Look at that lonely little number you wrote down - a lot of information about that estimate is hidden.

Now imagine you are an executive sponsoring a mission critical project. The project will take millions of dollars and consume significant resources. You ask the project manager when the project will be completed. They respond with a date eighteen months in the future,

**“January 26th, 2023” **

Pretty specific, isn’t it? What estimation information is hiding in that answer? How many hundreds of smaller tasks with imprecise estimates were aggregated to create that particular answer? Were the smaller component estimates optimistic or pessimistic? Has the project manager added a risk adjustment to each of the subordinate estimates? Have they added a risk adjustment to the final answer? Did they take their best guess and double it?

Executives are rarely ignorant, but they may not have the project management expertise to even know to ask questions like that. A project manager could bury an executive with footnotes and pages of assumptions to better document the context of the answer – but that would likely be overwhelming and not terribly helpful.

What if we could help executive sponsors understand that there is no such thing as a “precise estimate” while still providing an answer to their reasonable question about how long the project will take?

Let’s start by looking at an individual task. Imagine your estimator told you that fastest (best-case) that a task could be done in was 11 days, likely duration was 18 days, worst-case was 28 days. I’ve graphed the task duration on the X-axis below. Then I superimposed a triangle to represent the probability of any specific outcome on the Y-axis. You can see that the best and worst-case outcomes are not very likely, but they are possible. The nominal-case is the most likely outcome. Inside the triangle, I’ve put the numbers 1 to 100 to help visualize. We could simulate the duration of this task by generating a random number between 1 and 100 and looking up the corresponding duration.
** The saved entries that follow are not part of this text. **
PR #2506, opened 2023-01-02
Start new auditor

dominikschulz:

### DIFF
--- a/internal/audit/audit.go
+++ b/internal/audit/audit.go
@@ -5,14 +5,12 @@ package audit
 
 import (
 	"context"
-	"errors"
 	"fmt"
+	"sync"
 	"time"
 
-	"github.com/fatih/color"
 	"github.com/gopasspw/gopass/internal/backend"
 	"github.com/gopasspw/gopass/internal/config"
-	"github.com/gopasspw/gopass/internal/notify"
 	"github.com/gopasspw/gopass/internal/out"
 	"github.com/gopasspw/gopass/pkg/ctxutil"
 	"github.com/gopasspw/gopass/pkg/debug"
@@ -21,20 +19,6 @@ import (
 	"github.com/muesli/crunchy"
 	"github.com/nbutton23/zxcvbn-go"
 )
-
-// auditedSecret with its name, content a warning message and a pipeline error.
-type auditedSecret struct {
-	name string
-
-	// the secret's content as a string. Needed for checking for duplicates.
-	content string
-
-	// message to the user about some flaw in the secret.
-	messages []string
-
-	// real error that something in the pipeline went wrong.
-	err error
-}
 
 type secretGetter interface {
 	Get(context.Context, string) (gopass.Secret, error)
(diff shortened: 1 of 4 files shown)


pkg/gitconfig/config.go
```diff
@@ -296,7 +296,7 @@ func parseConfig(in io.Reader, key, value string, cb parseFunc) []string {
 		// These are odd but we should still support them.
 		k, v, found := strings.Cut(line, " = ")
 		if !found {
-			debug.Log("no valid KV-pair on line: %q", line)
+			// debug.Log("no valid KV-pair on line: %q", line)
```
AnomalRoil, line 299: No debug here?

pkg/gitconfig/config.go
```diff
@@ -383,7 +383,7 @@ func ParseConfig(r io.Reader) *Config {
 	c.raw.WriteString(strings.Join(lines, "\n"))
 	c.raw.WriteString("\n")
 
-	debug.Log("processed config: %s\nvars: %+v", c.raw.String(), c.vars)
+	// debug.Log("processed config: %s\nvars: %+v", c.raw.String(), c.vars)
```
AnomalRoil, line 386: no debug?

internal/audit/report.go
```diff
@@ -0,0 +1,146 @@
...
+	}
+	s.Warnings = append(s.Warnings, msg)
+	r.secrets[name] = s
+}
+
+func newReport() *ReportBuilder {
+	return &ReportBuilder{
+		secrets:    make(map[string]SecretReport, 512),
+		duplicates: make(map[string]set.Set[string], 512),
+		sha1sums:   make(map[string]set.Set[string], 512),
```
AnomalRoil, line 123: Why use `set.Set`? I don't see how we could have twice the same name (i.e. paths) provided to either.

internal/audit/report.go
```diff
@@ -0,0 +1,146 @@
...
+type ReportBuilder struct {
+	sync.Mutex
+
+	secrets map[string]SecretReport
+	// SHA512(password) -> secret names
+	duplicates map[string]set.Set[string]
+
+	// HIBP
+	// SHA1(password) -> secret names
+	sha1sums map[string]set.Set[string]
```
AnomalRoil, line 52: I commented elsewhere already, but re-iterating that I don't see how we could get two secrets with the same path so I don't see why we need `set.Set` for these?

internal/audit/audit.go
```diff
@@ -119,177 +138,124 @@ func Batch(ctx context.Context, secrets []string, secStore secretGetter, expirat
...
-			checked <- as
+	sec, err := a.s.Get(ctx, secret)
+	if err != nil {
+		debug.Log("Failed to check %s: %s", secret, err)
 
-			continue
+		a.r.AddError(secret, err)
+		if sec != nil {
+			a.r.AddPassword(secret, sec.Password())
 		}
```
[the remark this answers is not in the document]
AnomalRoil: In any case it's missing the check `sec.Password()` is not empty unlike done below.

internal/audit/report.go
dominikschulz: This map is from sha1sum to secret name(s).

If we have multiple secrets that contain the same secret (very likely scenario) we need to handle that.

internal/audit/report.go
dominikschulz: See my other comment

pkg/gitconfig/config.go
dominikschulz: We're way to noisy already. Until we have better log filtering I want to disable some of them.

pkg/gitconfig/config.go
dominikschulz: Too noisy

internal/audit/report.go
AnomalRoil: But then we really need to map from 1 string to a slice of strings. `map[string][]string` should be enough, no?

dominikschulz: Yes, that would work, too.

internal/audit/audit.go
```diff
@@ -119,177 +138,124 @@ func Batch(ctx context.Context, secrets []string, secStore secretGetter, expirat
...
-		as := auditedSecret{
-			name: secret,
-		}
 		// check for context cancelation.
 		select {
 		case <-ctx.Done():
-			as.err = errors.New("user aborted")
-			checked <- as
-
 			continue
```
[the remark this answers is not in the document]
dominikschulz: No. We need to ensure to consume all secrets from the chan otherwise the writer might block.

internal/audit/audit.go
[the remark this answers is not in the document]
dominikschulz: No. If we get an error but still a non-nil secret (not sure how that could happen), we still want to record the password.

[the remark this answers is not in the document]
AnomalRoil: You're doing a 
```
        // do not check empty secrets.
	if sec.Password() == "" {
		return
	}
	
	// add the password for the duplicate check
	a.r.AddPassword(secret, sec.Password())
``` 
below but not here, so in case of empty password (e.g. an entry used only for its keys) and of an error, it might be incorrectly flagged.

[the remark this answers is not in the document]
dominikschulz: I think you are right, but I agree that it's not a high priority right now.
The reports, even after this PR, are still not great. I want to improve them, but there is already a lot in this PR and at some point I should stop breaking things ;)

If you are a nerd like me, you could open Excel right now and enter the formula

=randbetween(1,100)

Then copy and paste it a dozen times to generate hypothetical durations for this task. The number generated isn’t the duration, but if you look your answer up on the triangle, you will find a corresponding duration at the bottom. Hit recalculate a few times and you should see that most of the answers are near the likely case, with some outliers.

Now imagine all project tasks in a network. Using a simulation, we could “do” the project by telling the computer when the project started and having the computer randomly generate an “actual” duration for each task from the estimates. The result would be a date and time of project completion after we accumulated all the durations.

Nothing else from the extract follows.